───── Exercise input ─────

Issue #1177, opened 2024-12-21
mlx_lm.manage wrong default


ivanfioravanti:
Default for deletion is Y, but in case of empty string it is N and no deletion occurs.

awni:
This was closed in #1178

PR #1178, opened 2024-12-21
Improvements to mlx_lm.manage

ivanfioravanti:
Default is now N and size added to deletion confirmation screen.
Fix for #1177

### DIFF
--- a/llms/mlx_lm/manage.py
+++ b/llms/mlx_lm/manage.py
@@ -6,10 +6,12 @@ from transformers.commands.user import tabulate
 
 
 def ask_for_confirmation(message: str) -> bool:
+    """Ask user for confirmation with Y/N prompt.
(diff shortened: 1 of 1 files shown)


llms/mlx_lm/manage.py
```diff
@@ -18,7 +20,7 @@ def ask_for_confirmation(message: str) -> bool:
             return True
         if answer in n:
             return False
-        print(f"Invalid input. Must be one of {all_values}")
+        print(f"Invalid input. Must be one of: yes/no/y/N or empty for no")
```
awni, line 23: Is it intentional that the `y` lower case but the `N` upper case? Could we make them the same?

ivanfioravanti: You are right. Fixed.

awni (approved):
Thanks!

PR #1180, opened 2024-12-23
Add support for fewshot and apply chat template lm_eval functionality

chimezie:
Adds `--fewshot-as-multiturn` and `--apply-chat-template` to script, which correspond to lm_eval options of similar names and very often used to ensure apples-to-apples comparisons of lm_evaluation results


awni:
CC @barronalex this PR adds the chat template functions we were discussing.

PR #1193, opened 2025-01-07
Use upload_large_folder

pcuenca:
There are in my opinion two reasons to use `upload_large_folder` instead of `upload_folder`:

- The `multi_commits` args are no longer supported by `upload_folder`. Attempting to convert and upload a model with a recent version of `huggingface_hub` will fail. This includes a new install of `mlx-lm` in an empty environment.
- `upload_large_folder` is more efficient and resilient than `upload_folder`. There are also [some limitations](https://huggingface.co/docs/huggingface_hub/v0.27.1/en/package_reference/hf_api#huggingface_hub.HfApi.upload_large_folder), but I think they don't apply here.

### DIFF
--- a/llms/mlx_lm/utils.py
+++ b/llms/mlx_lm/utils.py
@@ -673,12 +673,10 @@ def upload_to_hub(path: str, upload_repo: str, hf_path: str):
 
     api = HfApi()
     api.create_repo(repo_id=upload_repo, exist_ok=True)
-    api.upload_folder(
+    api.upload_large_folder(
         folder_path=path,
         repo_id=upload_repo,
         repo_type="model",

─────

## Work order
Every line of the material must be duplicated exactly.

## Exercise response
Issue #1177, opened 2024-12-21
mlx_lm.manage wrong default


ivanfioravanti:
Default for deletion is Y, but in case of empty string it is N and no deletion occurs.

awni:
This was closed in #1178

PR #1178, opened 2024-12-21
Improvements to mlx_lm.manage

ivanfioravanti:
Default is now N and size added to deletion confirmation screen.
Fix for #1177

### DIFF
--- a/llms/mlx_lm/manage.py
+++ b/llms/mlx_lm/manage.py
@@ -6,10 +6,12 @@ from transformers.commands.user import tabulate
 
 
 def ask_for_confirmation(message: str) -> bool:
+    """Ask user for confirmation with Y/N prompt.
(diff shortened: 1 of 1 files shown)


llms/mlx_lm/manage.py
```diff
@@ -18,7 +20,7 @@ def ask_for_confirmation(message: str) -> bool:
             return True
         if answer in n:
             return False
-        print(f"Invalid input. Must be one of {all_values}")
+        print(f"Invalid input. Must be one of: yes/no/y/N or empty for no")
```
awni, line 23: Is it intentional that the `y` lower case but the `N` upper case? Could we make them the same?

ivanfioravanti: You are right. Fixed.

awni (approved):
Thanks!

PR #1180, opened 2024-12-23
Add support for fewshot and apply chat template lm_eval functionality

chimezie:
Adds `--fewshot-as-multiturn` and `--apply-chat-template` to script, which correspond to lm_eval options of similar names and very often used to ensure apples-to-apples comparisons of lm_evaluation results


awni:
CC @barronalex this PR adds the chat template functions we were discussing.

PR #1193, opened 2025-01-07
Use upload_large_folder

pcuenca:
There are in my opinion two reasons to use `upload_large_folder` instead of `upload_folder`:

- The `multi_commits` args are no longer supported by `upload_folder`. Attempting to convert and upload a model with a recent version of `huggingface_hub` will fail. This includes a new install of `mlx-lm` in an empty environment.
- `upload_large_folder` is more efficient and resilient than `upload_folder`. There are also [some limitations](https://huggingface.co/docs/huggingface_hub/v0.27.1/en/package_reference/hf_api#huggingface_hub.HfApi.upload_large_folder), but I think they don't apply here.

### DIFF
--- a/llms/mlx_lm/utils.py
+++ b/llms/mlx_lm/utils.py
@@ -673,12 +673,10 @@ def upload_to_hub(path: str, upload_repo: str, hf_path: str):
 
     api = HfApi()
     api.create_repo(repo_id=upload_repo, exist_ok=True)
-    api.upload_folder(
+    api.upload_large_folder(
         folder_path=path,
         repo_id=upload_repo,
         repo_type="model",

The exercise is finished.